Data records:
________________

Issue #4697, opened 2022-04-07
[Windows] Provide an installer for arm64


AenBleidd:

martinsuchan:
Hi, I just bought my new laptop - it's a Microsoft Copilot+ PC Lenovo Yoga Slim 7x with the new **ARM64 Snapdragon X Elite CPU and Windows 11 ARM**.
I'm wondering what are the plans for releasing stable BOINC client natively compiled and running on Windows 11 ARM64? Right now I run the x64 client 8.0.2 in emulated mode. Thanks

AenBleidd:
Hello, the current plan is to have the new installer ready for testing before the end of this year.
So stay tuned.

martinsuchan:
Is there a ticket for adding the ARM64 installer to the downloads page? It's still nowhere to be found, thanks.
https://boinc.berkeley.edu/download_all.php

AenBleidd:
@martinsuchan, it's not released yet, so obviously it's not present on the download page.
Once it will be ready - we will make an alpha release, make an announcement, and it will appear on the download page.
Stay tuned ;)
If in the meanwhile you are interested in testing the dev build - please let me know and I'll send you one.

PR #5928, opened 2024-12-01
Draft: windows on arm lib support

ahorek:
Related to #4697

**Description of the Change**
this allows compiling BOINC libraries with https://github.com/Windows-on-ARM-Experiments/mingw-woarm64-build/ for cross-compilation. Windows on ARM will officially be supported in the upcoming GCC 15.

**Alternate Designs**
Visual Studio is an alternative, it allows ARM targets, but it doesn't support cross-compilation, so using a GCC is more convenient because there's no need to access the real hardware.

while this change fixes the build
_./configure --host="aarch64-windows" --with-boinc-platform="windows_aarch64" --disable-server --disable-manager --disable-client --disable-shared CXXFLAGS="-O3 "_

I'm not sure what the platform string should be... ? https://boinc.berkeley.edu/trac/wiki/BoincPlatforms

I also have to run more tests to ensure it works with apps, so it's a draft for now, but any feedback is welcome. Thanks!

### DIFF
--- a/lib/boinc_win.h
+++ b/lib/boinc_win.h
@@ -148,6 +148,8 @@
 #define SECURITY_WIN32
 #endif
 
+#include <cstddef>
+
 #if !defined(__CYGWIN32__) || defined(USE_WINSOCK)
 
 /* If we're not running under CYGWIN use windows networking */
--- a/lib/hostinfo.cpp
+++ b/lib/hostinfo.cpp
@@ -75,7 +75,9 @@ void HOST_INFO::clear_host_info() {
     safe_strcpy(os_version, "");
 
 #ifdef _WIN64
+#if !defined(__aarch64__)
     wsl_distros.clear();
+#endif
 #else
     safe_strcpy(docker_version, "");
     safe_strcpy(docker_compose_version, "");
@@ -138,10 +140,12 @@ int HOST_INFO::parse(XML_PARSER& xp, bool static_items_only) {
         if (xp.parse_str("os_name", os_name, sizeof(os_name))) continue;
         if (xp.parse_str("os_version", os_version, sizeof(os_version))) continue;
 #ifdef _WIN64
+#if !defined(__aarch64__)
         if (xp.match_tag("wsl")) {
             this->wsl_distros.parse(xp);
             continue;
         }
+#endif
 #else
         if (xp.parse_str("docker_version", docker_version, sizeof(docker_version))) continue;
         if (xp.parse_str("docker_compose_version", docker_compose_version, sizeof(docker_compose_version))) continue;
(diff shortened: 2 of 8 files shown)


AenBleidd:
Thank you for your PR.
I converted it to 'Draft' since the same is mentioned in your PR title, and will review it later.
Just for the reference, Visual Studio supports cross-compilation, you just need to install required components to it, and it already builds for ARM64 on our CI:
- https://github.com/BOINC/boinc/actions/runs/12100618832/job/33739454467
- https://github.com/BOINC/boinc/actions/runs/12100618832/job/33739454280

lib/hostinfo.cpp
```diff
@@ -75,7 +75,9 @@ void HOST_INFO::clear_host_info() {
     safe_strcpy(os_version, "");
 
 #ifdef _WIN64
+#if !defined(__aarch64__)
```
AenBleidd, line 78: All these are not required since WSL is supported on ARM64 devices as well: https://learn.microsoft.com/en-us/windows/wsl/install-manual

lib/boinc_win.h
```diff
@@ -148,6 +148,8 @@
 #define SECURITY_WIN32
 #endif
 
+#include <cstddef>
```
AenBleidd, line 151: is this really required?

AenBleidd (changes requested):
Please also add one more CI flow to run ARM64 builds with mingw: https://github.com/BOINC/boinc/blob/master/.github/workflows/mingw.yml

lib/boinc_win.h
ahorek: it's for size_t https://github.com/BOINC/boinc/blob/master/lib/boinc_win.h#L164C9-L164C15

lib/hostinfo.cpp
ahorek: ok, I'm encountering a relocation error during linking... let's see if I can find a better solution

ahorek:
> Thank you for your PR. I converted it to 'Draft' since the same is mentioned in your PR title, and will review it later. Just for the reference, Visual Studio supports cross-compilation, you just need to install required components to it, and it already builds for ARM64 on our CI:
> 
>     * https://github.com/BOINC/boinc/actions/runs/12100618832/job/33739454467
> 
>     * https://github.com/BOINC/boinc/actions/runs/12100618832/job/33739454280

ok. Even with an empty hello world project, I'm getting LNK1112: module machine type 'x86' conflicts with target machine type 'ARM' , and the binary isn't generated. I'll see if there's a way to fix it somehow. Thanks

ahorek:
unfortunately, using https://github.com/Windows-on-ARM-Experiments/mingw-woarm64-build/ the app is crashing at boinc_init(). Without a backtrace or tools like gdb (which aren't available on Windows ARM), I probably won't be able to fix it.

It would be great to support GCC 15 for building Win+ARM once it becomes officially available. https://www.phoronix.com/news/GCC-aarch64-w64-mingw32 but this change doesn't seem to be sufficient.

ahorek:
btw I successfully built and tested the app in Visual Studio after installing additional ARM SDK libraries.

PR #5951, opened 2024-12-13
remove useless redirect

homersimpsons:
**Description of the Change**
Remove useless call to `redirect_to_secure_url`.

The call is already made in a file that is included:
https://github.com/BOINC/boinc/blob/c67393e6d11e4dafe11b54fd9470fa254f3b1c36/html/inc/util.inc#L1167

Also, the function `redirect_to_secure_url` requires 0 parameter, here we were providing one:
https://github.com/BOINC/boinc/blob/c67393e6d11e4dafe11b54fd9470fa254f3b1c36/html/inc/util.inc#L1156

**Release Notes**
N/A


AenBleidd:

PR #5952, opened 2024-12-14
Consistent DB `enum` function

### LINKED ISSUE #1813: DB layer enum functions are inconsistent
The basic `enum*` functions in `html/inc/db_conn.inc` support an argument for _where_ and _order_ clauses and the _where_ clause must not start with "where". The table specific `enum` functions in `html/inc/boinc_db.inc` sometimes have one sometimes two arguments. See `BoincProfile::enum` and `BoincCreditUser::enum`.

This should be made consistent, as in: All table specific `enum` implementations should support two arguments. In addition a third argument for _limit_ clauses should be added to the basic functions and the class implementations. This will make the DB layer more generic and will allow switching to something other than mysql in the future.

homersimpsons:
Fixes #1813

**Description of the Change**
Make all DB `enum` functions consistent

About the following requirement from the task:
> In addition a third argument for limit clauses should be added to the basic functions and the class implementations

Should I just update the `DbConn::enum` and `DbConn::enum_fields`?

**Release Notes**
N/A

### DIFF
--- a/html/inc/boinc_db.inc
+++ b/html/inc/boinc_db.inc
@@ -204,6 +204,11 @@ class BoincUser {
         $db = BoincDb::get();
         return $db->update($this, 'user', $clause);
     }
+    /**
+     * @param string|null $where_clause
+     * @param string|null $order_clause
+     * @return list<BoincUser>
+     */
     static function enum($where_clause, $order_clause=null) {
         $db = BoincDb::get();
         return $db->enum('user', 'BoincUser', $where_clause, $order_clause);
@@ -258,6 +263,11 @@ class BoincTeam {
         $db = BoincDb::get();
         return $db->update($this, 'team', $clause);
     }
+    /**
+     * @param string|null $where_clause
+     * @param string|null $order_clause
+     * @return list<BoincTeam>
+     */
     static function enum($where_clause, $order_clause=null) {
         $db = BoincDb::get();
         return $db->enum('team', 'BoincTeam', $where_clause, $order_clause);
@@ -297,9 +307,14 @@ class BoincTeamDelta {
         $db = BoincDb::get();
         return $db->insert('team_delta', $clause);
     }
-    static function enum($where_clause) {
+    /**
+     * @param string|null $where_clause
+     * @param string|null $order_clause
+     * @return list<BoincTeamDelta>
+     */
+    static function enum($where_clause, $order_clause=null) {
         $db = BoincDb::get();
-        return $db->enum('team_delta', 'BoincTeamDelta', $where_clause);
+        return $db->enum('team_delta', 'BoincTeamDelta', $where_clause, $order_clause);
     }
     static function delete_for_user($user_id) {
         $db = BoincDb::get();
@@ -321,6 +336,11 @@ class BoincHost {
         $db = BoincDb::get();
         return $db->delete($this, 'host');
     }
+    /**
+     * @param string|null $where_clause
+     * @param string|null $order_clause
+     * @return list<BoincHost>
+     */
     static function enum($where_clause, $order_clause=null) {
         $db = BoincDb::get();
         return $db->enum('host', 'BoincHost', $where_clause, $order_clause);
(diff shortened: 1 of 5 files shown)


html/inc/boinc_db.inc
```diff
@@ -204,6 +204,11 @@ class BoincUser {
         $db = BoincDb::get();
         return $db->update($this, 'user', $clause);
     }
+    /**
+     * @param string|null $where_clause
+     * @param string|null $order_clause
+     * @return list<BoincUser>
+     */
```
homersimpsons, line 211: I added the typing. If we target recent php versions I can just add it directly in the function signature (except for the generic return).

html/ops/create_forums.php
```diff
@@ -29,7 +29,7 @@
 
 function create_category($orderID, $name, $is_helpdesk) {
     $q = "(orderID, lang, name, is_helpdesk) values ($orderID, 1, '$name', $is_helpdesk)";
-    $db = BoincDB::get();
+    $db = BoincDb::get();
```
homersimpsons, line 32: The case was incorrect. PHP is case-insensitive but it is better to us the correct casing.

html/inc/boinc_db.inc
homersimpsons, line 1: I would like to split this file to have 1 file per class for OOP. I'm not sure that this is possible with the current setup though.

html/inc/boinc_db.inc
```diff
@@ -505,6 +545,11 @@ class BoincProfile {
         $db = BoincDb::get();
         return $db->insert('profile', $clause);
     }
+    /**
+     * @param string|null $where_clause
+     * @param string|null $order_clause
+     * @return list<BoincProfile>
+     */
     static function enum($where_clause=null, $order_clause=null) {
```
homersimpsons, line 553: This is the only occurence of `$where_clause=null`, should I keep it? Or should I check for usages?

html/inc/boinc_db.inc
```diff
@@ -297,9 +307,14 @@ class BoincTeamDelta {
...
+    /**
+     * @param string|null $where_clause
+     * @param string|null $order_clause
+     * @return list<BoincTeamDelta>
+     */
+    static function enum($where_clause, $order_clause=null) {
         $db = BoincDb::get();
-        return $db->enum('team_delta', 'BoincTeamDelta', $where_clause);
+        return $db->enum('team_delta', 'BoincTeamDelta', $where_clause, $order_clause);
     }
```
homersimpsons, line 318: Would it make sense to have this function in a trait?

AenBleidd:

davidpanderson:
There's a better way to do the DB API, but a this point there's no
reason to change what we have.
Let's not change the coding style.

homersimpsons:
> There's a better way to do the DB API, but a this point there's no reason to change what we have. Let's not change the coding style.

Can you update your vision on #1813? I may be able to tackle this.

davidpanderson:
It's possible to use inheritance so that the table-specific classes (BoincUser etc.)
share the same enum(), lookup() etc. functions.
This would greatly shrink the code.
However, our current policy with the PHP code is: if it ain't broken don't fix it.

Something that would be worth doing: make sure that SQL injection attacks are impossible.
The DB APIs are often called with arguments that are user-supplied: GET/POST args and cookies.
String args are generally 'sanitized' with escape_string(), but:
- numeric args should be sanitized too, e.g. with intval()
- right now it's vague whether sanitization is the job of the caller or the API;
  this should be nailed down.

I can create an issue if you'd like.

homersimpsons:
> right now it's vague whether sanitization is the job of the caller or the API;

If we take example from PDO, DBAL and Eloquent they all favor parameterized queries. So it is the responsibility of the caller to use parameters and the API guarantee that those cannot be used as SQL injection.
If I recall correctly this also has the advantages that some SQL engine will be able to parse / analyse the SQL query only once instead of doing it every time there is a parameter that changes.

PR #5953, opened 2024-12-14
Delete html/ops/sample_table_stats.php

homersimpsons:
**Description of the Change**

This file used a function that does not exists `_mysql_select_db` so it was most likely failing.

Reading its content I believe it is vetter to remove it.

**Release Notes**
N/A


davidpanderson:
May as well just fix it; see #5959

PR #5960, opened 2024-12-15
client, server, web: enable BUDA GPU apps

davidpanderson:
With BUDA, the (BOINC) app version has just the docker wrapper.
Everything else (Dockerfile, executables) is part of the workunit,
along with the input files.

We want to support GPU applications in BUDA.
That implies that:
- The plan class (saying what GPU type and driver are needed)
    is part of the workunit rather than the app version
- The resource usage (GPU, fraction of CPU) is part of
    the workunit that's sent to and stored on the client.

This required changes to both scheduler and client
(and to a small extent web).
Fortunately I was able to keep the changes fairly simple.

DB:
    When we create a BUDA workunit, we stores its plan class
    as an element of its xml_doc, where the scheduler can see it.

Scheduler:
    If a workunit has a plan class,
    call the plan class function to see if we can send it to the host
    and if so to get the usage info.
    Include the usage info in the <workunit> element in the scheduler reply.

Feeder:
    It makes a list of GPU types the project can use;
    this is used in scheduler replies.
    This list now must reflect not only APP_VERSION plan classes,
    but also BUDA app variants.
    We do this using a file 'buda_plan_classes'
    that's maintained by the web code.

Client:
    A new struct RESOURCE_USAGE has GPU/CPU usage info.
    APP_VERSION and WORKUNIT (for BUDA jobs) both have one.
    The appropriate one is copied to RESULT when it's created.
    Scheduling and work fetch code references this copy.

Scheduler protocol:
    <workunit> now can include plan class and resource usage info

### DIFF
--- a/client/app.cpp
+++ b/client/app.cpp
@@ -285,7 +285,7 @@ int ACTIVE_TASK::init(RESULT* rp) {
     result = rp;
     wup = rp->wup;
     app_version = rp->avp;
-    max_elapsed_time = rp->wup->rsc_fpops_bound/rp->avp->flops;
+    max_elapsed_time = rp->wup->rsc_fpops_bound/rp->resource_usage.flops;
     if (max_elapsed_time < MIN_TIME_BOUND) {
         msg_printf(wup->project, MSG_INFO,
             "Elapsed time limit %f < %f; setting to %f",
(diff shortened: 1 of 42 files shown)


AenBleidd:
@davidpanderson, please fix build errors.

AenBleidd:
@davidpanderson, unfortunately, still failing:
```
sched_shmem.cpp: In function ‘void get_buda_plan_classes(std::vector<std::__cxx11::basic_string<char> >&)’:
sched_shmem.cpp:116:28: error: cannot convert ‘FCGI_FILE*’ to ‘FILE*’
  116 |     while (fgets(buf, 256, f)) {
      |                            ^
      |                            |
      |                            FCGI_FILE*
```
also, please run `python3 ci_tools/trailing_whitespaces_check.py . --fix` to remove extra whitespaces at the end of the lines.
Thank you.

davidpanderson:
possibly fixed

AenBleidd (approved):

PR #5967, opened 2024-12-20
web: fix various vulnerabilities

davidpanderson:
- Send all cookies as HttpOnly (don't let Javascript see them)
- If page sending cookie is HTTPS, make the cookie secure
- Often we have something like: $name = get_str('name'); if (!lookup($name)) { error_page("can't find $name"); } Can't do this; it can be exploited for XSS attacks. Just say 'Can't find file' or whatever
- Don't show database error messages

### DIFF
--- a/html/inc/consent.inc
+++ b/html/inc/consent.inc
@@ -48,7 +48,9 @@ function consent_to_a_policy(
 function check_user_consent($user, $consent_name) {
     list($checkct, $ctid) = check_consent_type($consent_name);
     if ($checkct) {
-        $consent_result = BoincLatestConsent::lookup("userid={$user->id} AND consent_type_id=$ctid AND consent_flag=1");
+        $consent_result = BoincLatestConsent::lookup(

________________

» **HOW TO COMPLETE THIS TASK**:
With no other words, report how many lines in the entries hold the string "builds".

» **RESPONSE TO THE EXERCISE**:
3